What I'm saying here is, I would like another movie or two with Haley Lu Richardson following Brooks's career, from Hollywood to Germany to maybe rediscovering herself as a writer. Not necessarily from the Downton Abbey people, but it's such a great matching of character and part that it would be a shame to just have her as the background to someone else's fictional story.
The Chaperone
* * * (out of four)
Seen 14 April 2019 in Landmark Kendall Square #9 (first-run, DCP)
The Chaperone is cheerier and more effervescent than it sometimes seems like it should be; it tells the story of a woman who finds happiness and otherwise makes a less-than-ideal situation better in small, pragmatic ways in a way that's faithful to its 1922 setting despite the modern instinct to want more confrontation and a sharper edge. This movie is pleasant and accommodating even when it seems like it maybe shouldn't be, but that's hardly a mark against it - it's a modestly delightful story that makes a virtue out of finding the best way to look at difficult situations.
It starts in Wichita, Kansas, with the aptly-named Norma Carlisle (Elizabeth McGovern) attending a charity event with her husband Alan (Campbell Scott). The first piece of entertainment is pianist Myra Brooks (Victoria Hill) playing while her teenage daughter Louise (Haley Lu Richardson) dances. Both are talented, with Louise accepted to study at a prestigious group in New York City, though her parents are reluctant to send her away without a chaperone - it's not hard to see that she has the potential to be more trouble than even the average 16-year-old. Norma volunteers, which seems unusually impulsive, but it turns out she's got her own reasons - she was born there, but adopted by midwestern farmers at the age of three, and is looking to track down her birth parents. The nuns at the "House for Friendless Girls" are not much help, but German handyman Joseph (Géza Röhrig) is taken with her and helps her sneak into the records room.
The filmmakers appear to take some liberties with Laura Moriarty's novel, which in turn likely takes some liberties with Louise Brooks's life; someone coming to this film on the promise of one of this decade's most interesting young actresses playing one of the silent era's should probably take note of the title.
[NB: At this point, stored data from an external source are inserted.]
PR #172, opened 2018-04-21
Replace num_readouts and resign_threshold with flag versions

brilee:


strategies.py
```diff
@@ -86,7 +93,8 @@ def __init__(self, network, seconds_per_move=5, simulations_per_move=0,
         self.root = None
         self.result = 0
         self.result_string = None
-        self.resign_threshold = -abs(resign_threshold)
+        self.resign_threshold = resign_threshold or FLAGS.resign_threshold
+        self.timed_match = timed_match
```
sethtroisi: consider timed_match or self.num_readouts == 0

cluster/selfplay/player_wrapper.sh
```diff
@@ -23,8 +23,7 @@ echo bucket: $BUCKET_NAME
 echo board_size: $BOARD_SIZE
 
 python3 rl_loop.py selfplay \
-  --resign-threshold=0.99 \
-  --readouts=600
+  --num_readouts=600
```
amj: Resign threshold still needs to go here.

strategies.py
```diff
@@ -86,7 +93,8 @@ def __init__(self, network, seconds_per_move=5, simulations_per_move=0,
         self.root = None
         self.result = 0
         self.result_string = None
-        self.resign_threshold = -abs(resign_threshold)
+        self.resign_threshold = resign_threshold or FLAGS.resign_threshold
```
amj: it seems lke the flag value should take priority over the passed parameter, no?

brilee: fixed this by making it clearer that sometimes we pass in -1 to disable resign threshold. (in which case we override the flag)

strategies.py
brilee: Added an assert to prevent cases where neither time / readout settings are configured.

strategies.py
amj: ok, LGTM :)

amj:
LGTM modulo the merge conflict

PR #173, opened 2018-04-22
Add base_dir flag to prepare_bigquery

sethtroisi:
This is approximately 4x faster (cProfile now says 90% of time is in sgf.parse)


oneoffs/prepare_bigquery.py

Screenwriter Julian Fellowes and director Michael Engler put enough of that in to that this part of the audience won't feel short-changed, but mostly they focus on Norma and her sort of coming-of-middle age story. Her name has been changed from "Cora" for the film, presumably to underline how she enters the film taking a lot for granted - about her home life, the good intentions of her neighbors, her own history. The story throws challenges to her orderly, proper life.